The result is a lightly smoked ale with a hint of malt character. The smoke is in the finish. Definitely not a Rauch, but I kind of knew that after doing all the research. You'd have to get rauch malt (I think).

I'm going to try peated malt next. I think the peat flavor would be perfect in this beer, making it a little more Scotch than Irish.
 
Sounds like a good beer.

My advice would be to never use peat smoked malt. IMO it has no place in beer. In whisky sure, but not beer. It comes across very medicinal and harsh.
 
That's a misconception - the Scottish peat flavor comes from the water itself.

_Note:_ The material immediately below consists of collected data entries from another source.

PR #21, opened 2021-03-30
ECO-1016 CLValue fromBytes on all CLValue Data Types

hoffmannjan:


src/lib/CLValue2/Abstract.ts
```diff
@@ -11,3 +15,19 @@ export abstract class CLValue {
 export abstract class ToBytes {
   toBytes: () => Uint8Array;
 }
+
+export abstract class FromBytes {
+  static fromBytes: (bytes: Uint8Array) => ResultAndRemainder<CLValue & ToBytes & FromBytes, CLErrorCodes>
```
zie1ony, line 20: I don't want the concept of remainder to be our public API. From the point of the end users, they just want to check if all the bytes can be deserialized to given CLValue. I would rename this to `consume` and make module private (if possible) and `fromBytes` should return `Result<CLValue, CLErrorCodes>` if something happens or remainder is not empty.

src/lib/CLValue2/AccountHash.ts
```diff
@@ -1,6 +1,17 @@
...
+  CLValue,
+  ToBytes,
+  CLErrorCodes,
+  ResultAndRemainder,
+  ACCOUNT_HASH_LENGTH,
+  resultHelper
+} from './index';
+import { Ok, Err } from 'ts-results';
 
 export class CLAccountHashType extends CLType {
```
zie1ony, line 12: Missing `FromBytes`.

src/lib/CLValue2/AccountHash.ts
```diff
@@ -1,6 +1,17 @@
-import { CLType, CLValue, ToBytes } from './Abstract';
```
zie1ony, line 1: AccountHash is not CLType https://docs.rs/casper-types/1.0.1/casper_types/enum.CLType.html.
But I would keep it for now. Let's try to talk to core devs about adding it, as it's good idea to me.

src/lib/CLValue2/constants.ts
```diff
@@ -0,0 +1,15 @@
+/// The length in bytes of a [`AccountHash`].
+export const ACCOUNT_HASH_LENGTH = 32;
```
zie1ony, line 2: That could live in `AccountHash.ts`.

src/lib/CLValue2/Key.ts
```diff
@@ -18,7 +25,7 @@ export class CLKeyType extends CLType {
 // TBD: Maybe the first should be CLByteArray insted?
```
zie1ony, line 25: I like the implementation, but just want to make a note, that Key type has grown in the last 2 months. https://docs.rs/casper-types/1.0.1/casper_types/enum.Key.html Let's keep it as is, but revisit soon in future, because Key might change even more.

src/lib/CLValue2/Key.ts
```diff
@@ -18,7 +25,7 @@ export class CLKeyType extends CLType {
...
 type CLKeyParameters = Uint8Array | CLURef | CLAccountHash;
 
-export class CLKey extends CLValue {
+export class CLKey extends CLValue implements ToBytes {
```
zie1ony, line 28: Missing `FromBytes`.

src/lib/CLValue2/Map.ts
```diff
@@ -35,6 +47,8 @@ const isValueConstructor = (
   );
 };
 
+type KeyVal = CLValue & ToBytes & FromBytes;
+
 export class CLMap<K extends CLValue & ToBytes, V extends CLValue & ToBytes>
   extends CLValue
   implements ToBytes {
```
zie1ony, line 54: Missing `FromBytes`.

src/lib/CLValue2/Option.ts
```diff
@@ -45,9 +65,12 @@ export class GenericOption <T> {
   }
 }
 
-export class CLOption extends GenericOption<CLValue & ToBytes> implements CLValue, ToBytes {
+export class CLOption extends GenericOption<CLValue & ToBytes> implements CLValue, ToBytes, FromBytes {
```
zie1ony, line 68: Shouldn't it be `CLValue & ToBytes & FromBytes`?

src/lib/CLValue2/Option.ts
```diff
@@ -1,15 +1,35 @@
...
+  ResultAndRemainder,
+  CLU8,
+  resultHelper
+} from './index';
 
 const OPTION_TAG_NONE = 0;
 const OPTION_TAG_SOME = 1;
 
-export class CLOptionType extends CLType {
+export class CLOptionType<T extends CLType | null> extends CLType {
```
zie1ony, line 18: Event if the the Option is None it needs to have a type, so you have to remove that `null`. Constructor for none, could accept CLType to mark that.

src/lib/CLValue2/PublicKey.ts
```diff
@@ -1,23 +1,33 @@
...
+  resultHelper,
+  ResultAndRemainder,
+  ToBytes,
+  FromBytes,
+} from './index';
 import { decodeBase16, encodeBase16 } from '../Conversions';
 import { byteHash } from '../Contracts';
 
 // TODO: Tidy up almost the same enum in 
 // { SignatureAlgorithm } '../Keys';
```
zie1ony, line 15: Add those length checks. ED25519 - 32bytes, SECP256K1 - 33bytes.

src/lib/CLValue2/Result.ts
```diff
@@ -1,34 +1,55 @@
 import { concat } from '@ethersproject/bytes';
```
zie1ony, line 1: Missing `FromBytes` implementation.

src/lib/CLValue2/String.ts
```diff
@@ -30,7 +44,23 @@ export class CLString extends CLValue implements ToBytes {
...
+  static fromBytes(
+    rawBytes: Uint8Array
+  ): ResultAndRemainder<CLString, CLErrorCodes> {
+    const { result: CLU32res, remainder: CLU32rem } = CLU32.fromBytes(rawBytes);
+    if (!CLU32res.ok) {
+      return resultHelper(Err(CLErrorCodes.EarlyEndOfStream));
+    }
+    const len = CLU32res.val.value().toNumber();
+    const val = fromBytesString(CLU32rem!.subarray(0, len));
+    // console.log(len);
```
zie1ony, line 60: Remove those logs.

src/lib/CLValue2/Tuple.ts
```diff
@@ -35,21 +44,63 @@ abstract class GenericTuple extends CLValue {
...
     return this.data;
   }
+
+  toBytes(): Uint8Array {
+    return concat(this.data.map(d => d.toBytes()));
+  }
+
+  static fromBytes(
+    rawBytes: Uint8Array,
+    type: typeof CLTuple1Type | typeof CLTuple1Type | typeof CLTuple3Type
```
zie1ony, line 61: Second type should be `CLTuple2Type`.

src/lib/CLValue2/Tuple.ts
```diff
@@ -35,21 +44,63 @@ abstract class GenericTuple extends CLValue {
...
+      return resultHelper(Ok(new CLTuple2(val)), rem);
+    }
+    if (val.length === 3) {
+      return resultHelper(Ok(new CLTuple3(val)), rem);
+    }
+    return resultHelper(Err(CLErrorCodes.Formatting));
+  }
 }
 
 // TBD: Maybe replace this with classic implementation, it will be easier to validate by compiler eg. new Tuple1<Bool>(), new Tuple2<Bool, I32>();
```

Take it with a grain of salt when people say peat smoked malt doesn't belong in beer (style guidelines aside). You just have to determine that for yourself. Some people say 1-2oz in a 5gal batch is too much, then others say that a pound isn't smokey enough. It's really a preference thing for you to discover on your own - but as a suggestion: start small and build up to larger quantities.
 
I just transferred a rauchbier to secondary that I brewed from the recipe in Brewing Classic Styles, about 30% beechwood smoked rauch malt. It had a noticeable, but definitely not overpowering smoky taste. I actually think that it's going to be my best beer yet.
 
FWIW: The smokiness of this beer has significantly mellowed. The aroma is still in the head (which is a nice aroma, btw), but the taste has departed to the background. Not a bad thing... It's nice!